All of a sudden, there was silence. Runda stared at her screen for a moment longer before she broke and turned. Eldar was staring at her in horror. “Y-You were putting it in cold water?”
Runda stared at Eldar. She had no idea what to say. Yes? she thought questioningly. Isn’t that how tea is normally made?
In her internal conflict, she left the silence linger for a few moments too long.
Krampus, ever-dignified, walked over and placed his hands on Runda’s shoulders. “Runda,” he giggled hysterically, “Answer the question, Runda.”
“…Yeah?” Runda shook her head. “I thought for, like, ever, that people just put it in hot water to speed up the…” she hesitated. “Tea-ification process? I didn’t realize there was an actual reason.”
Besides, she mused, Who even has the patience to boil water?
“You don’t have the patience to microwave water for three minutes?” Eldar shrieked. Ah. She said that out loud, didn't she.
Zhangwan blinked. “Where did you get a microwave from?”

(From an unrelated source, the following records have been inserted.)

Issue #189, opened 2019-05-27
Misaligned unicode from tree.draw() in jupyter notebook


brianzhang01:
Repro: https://github.com/brianzhang01/msprime_unicode/blob/master/msprime_unicode.ipynb

I have also observed this issue on Google Colab. The ASCII output is aligned fine (shown in notebook), and the SVG works too (not shown).

brianzhang01:
So apparently Unicode character width can either be 1 or 2 Latin characters of width. It seems like Jupyter notebook sets all Unicode characters to be rendered as width 2 by default. There may or may not be a way to alter this.
https://pandas.pydata.org/pandas-docs/stable/user_guide/options.html#unicode-formatting

brianzhang01:
One approach would be to add an option into the Unicode drawer that converts regular ASCII characters into full-width versions: https://stackoverflow.com/questions/4622357/how-to-control-padding-of-unicode-string-containing-east-asia-characters

hyanwong:
I have had problems in the past with unicode font substitution. But I agree that having `format="unicode"` working in a Jupyter notebook would be nice, and a reason to keep the ascii format until this is working (although it's pretty easy to display SVG in a juptyer notebook, so I feel it isn't that strong an argument)

jeromekelleher:
I think this is a browser/font issue - when I view notebooks you've linked to they all look fine. My guess is that on Macs the browser doesn't use a proper fixed-width font when it sees unicode chars, but does for some reason with ascii. I'm guessing that you're using a Mac @brianzhang01?

jeromekelleher:
Here's what the trees look like for me on Vivaldi Linux:
![Screenshot from 2019-05-28 09-17-25](https://user-images.githubusercontent.com/2664569/58462328-8a925980-8129-11e9-881a-47f23d046fbb.png)

jeromekelleher:
Firefox linux:
![firefox](https://user-images.githubusercontent.com/2664569/58462411-c1686f80-8129-11e9-8e4c-30e20d457c48.png)

jeromekelleher:
Would you mind trying this on a few browsers on Macs @brianzhang01, so we can get a handle on how much of a problem this is? I know that these trees don't render properly on Android either.

If it is a browser font issue, I don't think there's much we can do about it, and all we can do is recommend that people use SVG trees in browser environments.

hyanwong:
[...]

PR #242, opened 2019-06-18
Refactor text drawing

jeromekelleher:


jeromekelleher:
Pinging @petrelharp, @hyanwong, @brianzhang01, @awohns, @gtsambos as tree-drawers.

There's some significant updates to the text drawing API here, and it would be good to get some feedback. Firstly, we have nice rendering of tree sequences: hooray!

```
4.94┊    18           ┊                 ┊                 ┊                 ┊                 ┊
    ┊  ┏━━┻━━┓        ┊                 ┊                 ┊                 ┊                 ┊
3.30┊  ┃     ┃        ┊    17           ┊    17           ┊      17         ┊        17       ┊
    ┊  ┃     ┃        ┊  ┏━━┻━━┓        ┊  ┏━━┻━━┓        ┊   ┏━━━┻━━━┓     ┊     ┏━━━┻━━━┓   ┊
2.03┊  ┃     ┃        ┊  ┃     ┃        ┊  ┃    16        ┊  16       ┃     ┊     ┃       ┃   ┊
    ┊  ┃     ┃        ┊  ┃     ┃        ┊  ┃  ┏━━┻━━┓     ┊ ┏━┻┓      ┃     ┊     ┃       ┃   ┊
1.03┊  ┃     ┃        ┊  ┃     ┃        ┊  ┃  ┃     ┃     ┊ ┃  ┃     15     ┊    15       ┃   ┊
    ┊  ┃     ┃        ┊  ┃     ┃        ┊  ┃  ┃     ┃     ┊ ┃  ┃   ┏━━┻━┓   ┊  ┏━━┻━┓     ┃   ┊
0.86┊  ┃     ┃        ┊  ┃     ┃        ┊  ┃  ┃     ┃     ┊ ┃  ┃   ┃    ┃   ┊  ┃    ┃    14   ┊
    ┊  ┃     ┃        ┊  ┃     ┃        ┊  ┃  ┃     ┃     ┊ ┃  ┃   ┃    ┃   ┊  ┃    ┃   ┏━┻┓  ┊
0.40┊  ┃    13        ┊  ┃    13        ┊  ┃  ┃     ┃     ┊ ┃  ┃   ┃    ┃   ┊  ┃    ┃   ┃  ┃  ┊
    ┊  ┃  ┏━━┻━━┓     ┊  ┃  ┏━━┻━━┓     ┊  ┃  ┃     ┃     ┊ ┃  ┃   ┃    ┃   ┊  ┃    ┃   ┃  ┃  ┊
0.12┊  ┃  ┃    12     ┊  ┃  ┃    12     ┊  ┃  ┃    12     ┊ ┃  ┃   ┃    ┃   ┊  ┃    ┃   ┃  ┃  ┊
    ┊  ┃  ┃   ┏━┻━━┓  ┊  ┃  ┃   ┏━┻━━┓  ┊  ┃  ┃   ┏━┻━━┓  ┊ ┃  ┃   ┃    ┃   ┊  ┃    ┃   ┃  ┃  ┊
0.10┊  ┃  ┃   ┃   11  ┊  ┃  ┃   ┃   11  ┊  ┃  ┃   ┃   11  ┊ ┃ 11   ┃    ┃   ┊  ┃    ┃   ┃ 11  ┊
    ┊  ┃  ┃   ┃   ┏┻┓ ┊  ┃  ┃   ┃   ┏┻┓ ┊  ┃  ┃   ┃   ┏┻┓ ┊ ┃ ┏┻┓  ┃    ┃   ┊  ┃    ┃   ┃ ┏┻┓ ┊
0.09┊  ┃  ┃  10   ┃ ┃ ┊  ┃  ┃  10   ┃ ┃ ┊  ┃  ┃  10   ┃ ┃ ┊ ┃ ┃ ┃  ┃   10   ┊  ┃   10   ┃ ┃ ┃ ┊
    ┊  ┃  ┃ ┏━┻┓  ┃ ┃ ┊  ┃  ┃ ┏━┻┓  ┃ ┃ ┊  ┃  ┃ ┏━┻┓  ┃ ┃ ┊ ┃ ┃ ┃  ┃  ┏━┻┓  ┊  ┃  ┏━┻┓  ┃ ┃ ┃ ┊
0.02┊  9  ┃ ┃  ┃  ┃ ┃ ┊  9  ┃ ┃  ┃  ┃ ┃ ┊  9  ┃ ┃  ┃  ┃ ┃ ┊ ┃ ┃ ┃  9  ┃  ┃  ┊  9  ┃  ┃  ┃ ┃ ┃ ┊
    ┊ ┏┻┓ ┃ ┃  ┃  ┃ ┃ ┊ ┏┻┓ ┃ ┃  ┃  ┃ ┃ ┊ ┏┻┓ ┃ ┃  ┃  ┃ ┃ ┊ ┃ ┃ ┃ ┏┻┓ ┃  ┃  ┊ ┏┻┓ ┃  ┃  ┃ ┃ ┃ ┊
0.01┊ ┃ ┃ ┃ ┃  8  ┃ ┃ ┊ ┃ ┃ ┃ ┃  8  ┃ ┃ ┊ ┃ ┃ ┃ ┃  8  ┃ ┃ ┊ ┃ ┃ ┃ ┃ ┃ ┃  8  ┊ ┃ ┃ ┃  8  ┃ ┃ ┃ ┊
    ┊ ┃ ┃ ┃ ┃ ┏┻┓ ┃ ┃ ┊ ┃ ┃ ┃ ┃ ┏┻┓ ┃ ┃ ┊ ┃ ┃ ┃ ┃ ┏┻┓ ┃ ┃ ┊ ┃ ┃ ┃ ┃ ┃ ┃ ┏┻┓ ┊ ┃ ┃ ┃ ┏┻┓ ┃ ┃ ┃ ┊
0.00┊ 4 5 3 0 1 2 6 7 ┊ 4 5 3 0 1 2 6 7 ┊ 4 5 3 0 1 2 6 7 ┊ 3 6 7 4 5 0 1 2 ┊ 4 5 0 1 2 3 6 7 ┊
  0.00              0.14              0.22              0.76              0.84              1.00
```

The drawing is done by the ``drawing.TextTreeSequence`` class, which delegates most of the work to the TextTree class. The format of the time and span axis labels can be controlled using the ``time_label_format`` and ``position_label_format`` respectively. I think I've taken care of all the corner cases, and this feature is pretty solid now.

There's also a preliminary pass at drawing left-to-right trees using the ``orientation='left'`` option:
```
 ┏━━━━━━━━━━2
 ┃
8┫        ┏━0
 ┃  ┏━━━━5┫
 ┃  ┃     ┗━1
 ┗━7┫
    ┃  ┏━━━━3
    ┗━6┫
       ┗━━━━4
```
This basically works, but I still need to figure out how to create space for the labels along the branches. The reason I want to sort this out now is that I want to finalise the ``draw_text`` API, and to do this I need to understand the differences that will happen when we have horizontally rendered trees like this (for example, the time scales are much more complicated now because of the need to fit labels in the branches).

Questions:
1. Does this look good visually? Any ideas for tweaks?
2. Does the API seem sensible?
3. Can you think of any obvious extensions that **won't** fit into the API that's outlined here?

The plan would then be to mirror the structure of this API in the ``draw_svg`` code. SVG is a lot easier because you don't have a to worry about allocating space for things...

gtsambos:
> There's also a preliminary pass at drawing left-to-right trees using the orientation='left' option:

Yay, looks good Jerome! I was literally just thinking today that it would be useful to be able to draw rotated trees, as I've come up with some ancestry-related stepwise functions that are best conceptualised with time on the horizontal axis (I will show you at our next f2f meeting).

I think it would be more natural for these trees to be the other way around (ie. leaves on the left, root on the right). If so, then when you plot a sequence of left-aligned trees, the horizontal time axis will be the same for each tree. As it is, the same leaves on different trees will have different horizontal coordinates, which is a bit confusing given that they are all at time = 0. I also think this would be a bit more intuitive, since bigger (backwards-in)-time values would then be further to the right, just like on a number line.

jeromekelleher:
> As it is, the same leaves on different trees will have different horizontal coordinates, which is a bit confusing given that they are all at time = 0. I also think this would be a bit more intuitive, since bigger (backwards-in)-time values would then be further to the right, just like on a number line.

We'd definitely make sure that the nodes with the same time have the same x coordinates, which is true of the version above (but maybe your browser isn't rendering unicode correctly? This is a long-running issue, see #189).

Having alignment="right" as well as "left" would also be a logical option. Shouldn't be that hard to do.

jeromekelleher:
OK, this is looking like it's the right way to do things so I'm going to merge it. I'll open some issues tracking where we want to go with the tree drawing APIs once the SVG code has been cleaned up as well.

petrelharp:
this is wonderful.

brianzhang01:
So I'm on `tskit` 0.2.1 now and had my first spin with the new drawing functionality. However, I needed to call `ts.draw_text()` and `ts.first().draw_text()`, I couldn't just use `ts.first().draw()` to get the `orientaiton = "left"` option. Furthermore, neither of the `draw_text()` methods is currently documented [here](https://tskit.readthedocs.io/en/latest/python-api.html). Was this intended until we further clarify / finalize the API?

jeromekelleher:
The draw_text() and draw_svg() versions are experimental and aren't documented for the moment. I was planning to use them within the developer community for a bit before finalising the APIs and documenting fully. The long-term vision at the moment is that we'll keep the current ``Tree.draw()`` interface as a relatively simple interface and let draw_text and draw_svg be more tightly focused on text and SVG. In particular, we want to document the structure of the output SVG in draw_svg so that users can manipulate it for (e.g.) animations.

Probably we'll add the ``orientation`` argument to ``draw()`` at some point, but we'll need to implement it in ``draw_svg`` first.

Thanks for trying this stuff out --- please open issues if you have any feedback or spot any problems!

Krampus laughed again. “Why are you putting it in a microwave to boil it?!”
Eldar scoffed. “Do you think I have the patience to boil water on the stove?”

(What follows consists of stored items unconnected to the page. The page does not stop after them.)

PR #243, opened 2019-06-19
Add function to JSONify command args

hyanwong:
This should allow us to encode the arguments passed e.g. to `simplify()` in the provenances data. This is currently [listed as a TO DO](https://github.com/tskit-dev/tskit/blob/57ff0abe4173611a396e9715632d544195880a75/python/tskit/trees.py#L3057).

I'm not sure if this is the right approach or not - it seems a bit magic to simply call (e.g. within `simplify()`)

    tables.provenances.add_row(record=provenance.provenance_command_JSON())

and have the whole thing constructed for you. Using `inspect.currentframe().f_back` within the new function, to get at the outer calling function, seems potentially fragile. Other possible ways to do this are welcome.

### DIFF
--- a/python/tskit/provenance.py
+++ b/python/tskit/provenance.py
@@ -153,7 +153,8 @@ def provenance_command_JSON(exclude_args=[]):
     """
     def serialize_numpy_array(arg):
         if type(arg) == np.ndarray:
-            return np.array_repr(arg)
+            # NB: we might also want to strip whitespace from the stringified array
+            return np.array_repr(arg, max_line_width=np.inf)
         return json.dumps(arg)
 
     exclude_args.append('self')
--- a/python/tskit/provenance.py
+++ b/python/tskit/provenance.py
@@ -25,10 +25,13 @@ Common provenance methods used to determine the state and versions
 of various dependencies and the OS.
 """
 import platform
+import inspect
+import collections
 import json
 import os.path
 
 import jsonschema
+import numpy as np
 
 import tskit.exceptions as exceptions
 import _tskit
@@ -132,3 +135,43 @@ def validate_provenance(provenance):
         jsonschema.validate(provenance, schema)
     except jsonschema.exceptions.ValidationError as ve:
         raise exceptions.ProvenanceValidationError from ve
+
+
+def provenance_command_JSON(exclude_args=[]):
+    """
+    This function can be called within a function and will encode the arguments used
+    to call that function into a JSON string, which is returned.
+
+    The exclude_args argument allows arguments to be excluded from the prevenance info
+    such as deprecated aliases for other arguments (the `self` argument of methods is
+    always excluded).
+
+    It can be used to e.g. serialize the arguments to functions like `simplify`
+    so they can be stored in a provenance field. It requires the arguments to be JSON
+    serializable (and uses np.array_repr to serialize numpy arrays, which are not
+    normally serializable by json).
+    """
+    def serialize_numpy_array(arg):
+        if type(arg) == np.ndarray:
+            return np.array_repr(arg)
+        return json.dumps(arg)
+
+    exclude_args.append('self')
+    caller = inspect.currentframe().f_back
+    command_name = inspect.getframeinfo(caller).function
+    command_args, _, _, command_vals = inspect.getargvalues(caller)
+    # Store params in an OrderedDict to retain the normal command order
+    parameters = collections.OrderedDict(command=command_name)
+    for a in command_args:
+        # Don't serialise the 'self' argument of class methods
+        if a not in exclude_args:
+            parameters[a] = command_vals[a]
+    provenance = get_provenance_dict(parameters)
+    try:
+        return json.dumps(provenance, default=serialize_numpy_array)
+    except TypeError as e:
+        err_str = "Cannot save provenance info when running `{}`:".format(command_name)
+        err_str += " some arguments are not convertable to JSON."
+        if 'record_provenance' in command_args:
+            err_str += " To avoid saving provenance info, set `record_provenance=False`"
+        raise TypeError(err_str) from e
--- a/python/tskit/provenance.py
+++ b/python/tskit/provenance.py
@@ -137,7 +137,17 @@ def validate_provenance(provenance):
         raise exceptions.ProvenanceValidationError from ve
 
 
-def provenance_command_JSON(exclude_args=[]):
+def dump_json_inc_numpy_arr(arg):
+    """
+    Numpy arrays and scalars aren't normally serializable - call tolist() on such objects
+    first. Note that we lose dtype information in this case, which may be unavoidable.
+    """
+    if isinstance(arg, (np.ndarray, np.generic)):
+        return json.dumps(arg.tolist())
+    return json.dumps(arg)
+
+
+def function_args_to_json(exclude_args=None):
     """
     This function can be called within a function and will encode the arguments used
     to call that function into a JSON string, which is returned.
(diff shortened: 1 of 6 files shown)


hyanwong:
One interesting thing to note with this approach is that any changes within the function to the parameters will be reflected in the provenance. So for instance,

    ts.slice(start=None, stop=4)

will not record `start: None`, but instead `start: 0`, since the code within the function sets start to zero if it is initially None:

    'parameters': {'command': 'slice', 'start': '0', 'stop': 4, 'reset_coordinates': True, 'simplify': True, 'record_provenance': True}

Although a little unexpected, this seems to reflect the philosophy of provenance data, which reflects the parameters used during runtime, rather than the values initially passed to the command e.g. where the docs say [Note that we include the random_seed here even though it was automatically generated.](https://tskit.readthedocs.io/en/latest/provenance.html#api-invocations)

python/tskit/trees.py
```diff
@@ -3041,11 +3040,13 @@ def simplify(
             sequence.
         :rtype: .TreeSequence or a (.TreeSequence, numpy.array) tuple
         """
-        tables = self.dump_tables()
+        tb = self.dump_tables()
```
hyanwong: have to use 'tb' not 'tables' as the variable so it doesn't get confused with the imported tskit.tables

python/tskit/tables.py
```diff
@@ -1581,7 +1581,7 @@ def simplify(
             filter_zero_mutation_sites=None,  # Deprecated alias for filter_sites
             reduce_to_site_topology=False,
             filter_populations=True, filter_individuals=True, filter_sites=True,
-            keep_unary=False):
+            record_provenance=True, keep_unary=False):
```
hyanwong: Adding `record_provenance` as the penultimate arg (not simply add to the list), so that it matches the argument order in ts.simplify()

jeromekelleher:
This is a neat idea @hyanwong, and I think we're going to have to do some magic like this or it'll be very error prone to do provenance properly. So I like the idea, and I think we should go with it. There'll be a fair bit of work figuring out all the corner cases and making sure that everything is correctly round tripped though.

I think it's a good thing that we record the function arguments as they are, rather than as they are transformed (.e.g, record start=None rather than start=0). Once the defaults don't change (and they won't), this is the same thing. Most of the time, we should be able to call function directly with the provenance dictionary as ``**kwargs`` and get back exactly the same answer. The random seed in msprime is a special case here because we are generating non-deterministic input as part of the function call.

It's debatable whether we should include the ``samples`` argument in ``simplify``. For large tree sequences, we could easily get into the situtation where converting to JSON takes longer than doing the simplification and the provenance is substantially bigger than the rest of the tree sequence. We definitely don't want to do that by default.

python/tskit/provenance.py
```diff
@@ -132,3 +135,44 @@ def validate_provenance(provenance):
         jsonschema.validate(provenance, schema)
     except jsonschema.exceptions.ValidationError as ve:
         raise exceptions.ProvenanceValidationError from ve
+
+
+def provenance_command_JSON(exclude_args=[]):
```
jeromekelleher: I think ``function_args_to_json`` would be more descriptive here.

python/tskit/provenance.py
```diff
@@ -132,3 +135,44 @@ def validate_provenance(provenance):
...
+    The exclude_args argument allows arguments to be excluded from the prevenance info
+    such as deprecated aliases for other arguments (the `self` argument of methods is
+    always excluded).
+
+    It can be used to e.g. serialize the arguments to functions like `simplify`
+    so they can be stored in a provenance field. It requires the arguments to be JSON
+    serializable (and uses np.array_repr to serialize numpy arrays, which are not
+    normally serializable by json).
+    """
+    def serialize_numpy_array(arg):
```
jeromekelleher: Pull this out into it's own function I'd say, so it can be tested independently.

python/tskit/provenance.py
jeromekelleher: You don't want to have a list as a function parameter default: [surprising things happen](https://docs.python-guide.org/writing/gotchas/#mutable-default-arguments). ``None`` is safer.

jeromekelleher:
> This argues for coding something a bit special for numpy arrays. At the moment we produce text like array([1,2,3], dtype=int8) - i.e. missing the np. Or we could use .tolist() to turn arguments passed as a numpy array into a plain python list, losing the dtype.

Yes, this is tricky. Probably ``.tolist()`` is best if we want to support direct round-tripping,as even if we output ``np.array([1,2,3], dtype=np.int8)``, we would still have to have imported numpy as np, which some people won't do. I don't think the dtype information matters - we are roundtripping through JSON, and we should encode the data faithfully as JSON.

jeromekelleher:
> OK. In this case, using the current approach, we would need to either (a) call the magic provenance-creating-routine at the start of the function, before any variables-passed-as-arguments get overwritten, or (b) make sure that we don't overwrite argument variables (e.g. start)

I think calling the provenance encoding routine the start is a reasonable thing to do and an easy idiom to explain and follow. We can then write the provenance to the table at the end of the method, after the operation has definitely succeeded.

python/tskit/provenance.py
hyanwong: Ah - I didn't know that. Thanks for the tip.

hyanwong:
Requires https://github.com/tskit-dev/tskit/pull/244 to pass tests

hyanwong:
Something to note: there is no way in the provenances to work out if we called `ts.simplify()` or `ts.tables.simplify()`, since these are both stored as the same command-name 'simplify'. This is not really a problem if they both have *exactly* the same arguments. But it might seem odd from the outside. To ensure the parameters are saved the same way both times, I have taken out the substituting of `samples=None` to `samples = ts.samples()` in the simplify() version for a tree sequence, and just pass it straight through as `None` to TableCollection.simplify(), where it gets properly dealt with.

python/tskit/provenance.py
hyanwong: Done - no tests

python/tskit/provenance.py
hyanwong: Done

python/tskit/provenance.py
```diff
@@ -132,3 +135,44 @@ def validate_provenance(provenance):
...
+        if type(arg) == np.ndarray:
+            # NB: we might also want to strip whitespace from the stringified array
+            return np.array_repr(arg, max_line_width=np.inf)
```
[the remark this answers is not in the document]
hyanwong: Changed to `tolist()`

jeromekelleher:
I think we need to put this on the back burner for a bit @hyanwong --- there's tricky technical decisions to be made here, and it's better to have things as they are with clearly incomplete provenance (which people can't write code to rely on), than to ship something that we haven't thought through properly (which people could write code using, and we'd then subsequently have to support, substantially complicating things). There's a lot of other stuff going on that's on the critical path.

I'm sure you've made the major step in solving this problem here, but there's at least a week of solid work in going through all the gritty details and writing lots of tests to made sure it's all watertight.

hyanwong:
Yeah - happy to leave this PR hanging. I can add test cases if I have time, I guess, which are likely to be reused. Another example I just thought of is whether we should allow sets as input to `simplify(samples=...)`, or expect users to convert to a list / numpy array themselves, as sets don't serialize either.

jeromekelleher:
I think we can probably close this? The idea is simple enough to do, it's the downstream consequences that are tricky and I think we have bigger fish to fry than to be messing around with provenance.

jeromekelleher:
Using inspect to automagically generate provenance lead to a major memory leak in msprime (https://github.com/tskit-dev/msprime/issues/1899) so I'm going to have a strong bias against doing things this way from this point...

I think there's very little value in trying to track provenance systematically in tskit calls and we should basically give up on the idea.

hyanwong:
> Using inspect to automagically generate provenance lead to a major memory leak in msprime ([tskit-dev/msprime#1899](https://github.com/tskit-dev/msprime/issues/1899)) so I'm going to have a strong bias against doing things this way from this point...

Yep, a fair conclusion.

> I think there's very little value in trying to track provenance systematically in tskit calls and we should basically give up on the idea.

I'm not sure we should give up it entirely, especially for long-running programs like `tsinfer`, where you definitely don't want to be rerunning the command to check what parameters you ran it with. It could be really helpful to know what mismatch parameters / recombination rates were used to generate an inferred tree sequence, and this information is easy to lose track of, especially if it's an inferred tree sequence from somewhere else / off the internet.

jeromekelleher:
Sure - I agree for downstream programs it's a good idea to keep provenance. I just don't think that trying to keep provenance for things like ``simplify`` is worth it.

petrelharp:
FWIW, I've not used provenance for anything, really (and, in fact, am starting to stick stuff like this in metadata, as it's easier to get to).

Krampus rubbed his face. “It takes less than a minute.”
Eldar choked, “Krampus, is your stovetop powered by the fucking sun?”
“HOW LONG DOES IT TAKE YOU TO BOIL A CUP OF WATER ON THE STOVE?!”

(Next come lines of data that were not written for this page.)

Issue #192, opened 2019-05-28
Cast ID arguments to int32 using to_np_int32


jeromekelleher:
Any place we are providing a list of IDs as input to a function we should use the ``to_np_int32`` function defined in #185 to safely convert them.

These will be in the Tables API (node IDs, site IDs, etc), and where we compute stats (GNN, eg, takes lists of samples). 

Note there are still a number of functions that don't use the numpy C API (e.g., Tree.pairwise_diversity and TreeSequence.trees) but Python lists instead, which are overdue being updated (#64).

hyanwong:
I think we should generalise the casting function, so that it works for e.g. `np.uint8` too (I've just hit this when inputting genotypes: [-1, 0] was invisibly converted to [255, 0], which was hard to track down). The alteration below seems a trivial adjustment of  https://github.com/tskit-dev/tskit/blob/57ff0abe4173611a396e9715632d544195880a75/python/tskit/tables.py#L1822 - but I think the function should be taken out of tables.py and put somewhere more general. Any suggestions as to where?

```
def safe_np_int_conversion(int_array, dtype=np.int32):
    """
    A few functions require arrays of type np.int32. To allow passing standard numpy
    integer arrays (dtype=np.int64) we cast but check bounds to avoid wrap-around
    conversion errors (numpy doesn't seem to provide this functionality)
    """
    int_array = np.array(int_array)
    if int_array.size == 0:
        return int_array.astype(dtype)  # Allow empty arrays of any type
    try:
        return int_array.astype(dtype, casting='safe')
    except TypeError:
        bounds = np.iinfo(dtype)
        if np.all(int_array >= bounds.min) and np.all(int_array <= bounds.max):
            # Raises a TypeError when we try to convert from, e.g., a float.
            return int_array.astype(dtype, casting='same_kind')
        else:
            raise OverflowError("Cannot convert safely to {} type".format(dtype))
```

petrelharp:
Perhaps in a (new) `util.py`?

hyanwong:
I will do this. Assign it to me.

jeromekelleher:
Thanks! Done/.

jeromekelleher:
Does #245 cover *every* usage of numpy int arrays as input @hyanwong?

hyanwong:
[...]

PR #245, opened 2019-06-21
Make to_np_int32 generic for all dtypes

hyanwong:
Function to address #192

### DIFF
--- a/python/tests/test_util.py
+++ b/python/tests/test_util.py
@@ -1,0 +1,103 @@
+# MIT License
+#
+# Copyright (c) 2018-2019 Tskit Developers
+# Copyright (c) 2017 University of Oxford
+#
+# Permission is hereby granted, free of charge, to any person obtaining a copy
+# of this software and associated documentation files (the "Software"), to deal
+# in the Software without restriction, including without limitation the rights
+# to use, copy, modify, merge, publish, distribute, sublicense, and/or sell
+# copies of the Software, and to permit persons to whom the Software is
+# furnished to do so, subject to the following conditions:
+#
+# The above copyright notice and this permission notice shall be included in all
+# copies or substantial portions of the Software.
+#
+# THE SOFTWARE IS PROVIDED "AS IS", WITHOUT WARRANTY OF ANY KIND, EXPRESS OR
+# IMPLIED, INCLUDING BUT NOT LIMITED TO THE WARRANTIES OF MERCHANTABILITY,
+# FITNESS FOR A PARTICULAR PURPOSE AND NONINFRINGEMENT. IN NO EVENT SHALL THE
+# AUTHORS OR COPYRIGHT HOLDERS BE LIABLE FOR ANY CLAIM, DAMAGES OR OTHER
+# LIABILITY, WHETHER IN AN ACTION OF CONTRACT, TORT OR OTHERWISE, ARISING FROM,
+# OUT OF OR IN CONNECTION WITH THE SOFTWARE OR THE USE OR OTHER DEALINGS IN THE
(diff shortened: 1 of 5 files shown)


python/tskit/util.py
```diff
@@ -0,0 +1,60 @@
...
+# OUT OF OR IN CONNECTION WITH THE SOFTWARE OR THE USE OR OTHER DEALINGS IN THE
+# SOFTWARE.
+"""
+Module responsible for various utility functions used in other modules.
+"""
+
+import numpy as np
+
+
+def safe_np_int_cast(int_array, dtype, copy=True):
```
jeromekelleher: Probably want this to default to False I'd say - situations where we want to guarantee it's a copy are rare (and probably handled in the C code anyway).

python/tests/test_util.py
```diff
@@ -0,0 +1,103 @@
+# MIT License
+#
+# Copyright (c) 2018-2019 Tskit Developers
+# Copyright (c) 2017 University of Oxford
```
jeromekelleher: Can delete this line, as this file is new.

python/tskit/util.py
```diff
@@ -0,0 +1,60 @@
...
+        # Since this is a new numpy array anyway, it's always a copy, so economize by
+        # setting copy=False
+        copy = False
+    if int_array.size == 0:
+        return int_array.astype(dtype, copy=copy)  # Allow empty arrays of any type
+    try:
+        return int_array.astype(dtype, casting='safe', copy=copy)
+    except TypeError:
+        bounds = np.iinfo(dtype)
+        if np.all(int_array >= bounds.min) and np.all(int_array <= bounds.max):
```
jeromekelleher: More idiomatic here to catch and throw the error, then continue the function as normal. Emphasises what the normal path is:
```python 
if np.any(int_array < bounds.min) or np.any(int_array > bounds.max):
    raise OverflowError("Cannot convert safely to {} type".format(dtype))
if int_array.dtype.kind == 'i' and np.dtype(dtype).kind == 'u':
# As before
```

python/tests/test_util.py
hyanwong: You mean just the 2017 line?

python/tskit/util.py
hyanwong: Yes, nicer, I agree

python/tests/test_util.py
jeromekelleher: Yes, just the 2017 line.

jeromekelleher: Maybe strictly this should be "Copyright (c) 2019 Tskit Developers" as well, since it's a new file.

jeromekelleher:
Excellent, thanks @hyanwong. This is a very useful addition.

python/tests/test_util.py
jeromekelleher: Doesn't matter, ignore the last comments (didn't see it had been resolved).

hyanwong:
@jeromekelleher - did you see my comment above. There's a weirdness at e.g. https://github.com/tskit-dev/tskit/blob/4d6fdf05b68bff19cabeb79340ef0842ce3dfdf7/python/tskit/trees.py#L3258 where 3 lines above the array is formed as uint32, then cast into int32. I'm not sure why this is, but it seems wrong. There are a few further places in the same file where this happens too.

jeromekelleher:
I can't find the comment, but this is correct. It's two different arrays, right (sample_sets and sample_set_sizes)?

hyanwong:
Sorry, you are right. I'm being thick.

Zhangwan rubbed her forehead. “S-Seven minutes?” she asked, unsure. Krampus gave no indication of hearing her.
“Just stick the mug on top of the stove on medium heat—” a clatter of tea ware, the sound of Wisdom’s curses and Nebula’s soft amusement, “—and it boils in like two minutes.” Krampus folded his arms. “Less than that if you use a saucepan.” He added.
“I think I’m going to cry—you’re putting the whole mug on the stove?” Eldar choked up, “On medium heat?”
“Your stove is enchanted,” Zhangwan murmured in awe.
Runda stared at the chaos she created. “Every single person here is a fucking lunatic,” she decided.
Wisdom's head spun wildly. “DO NONE OF YOU OWN A FUCKING KETTLE?!”
Needless to say, the Pantheon did not have their tea party. Instead, they almost broke out into an incredibly intense brawl over the very concept of tea—a brawl of which Nebula served as the extremely amused referee.
There were some things, he thought, that, with any luck, would never change.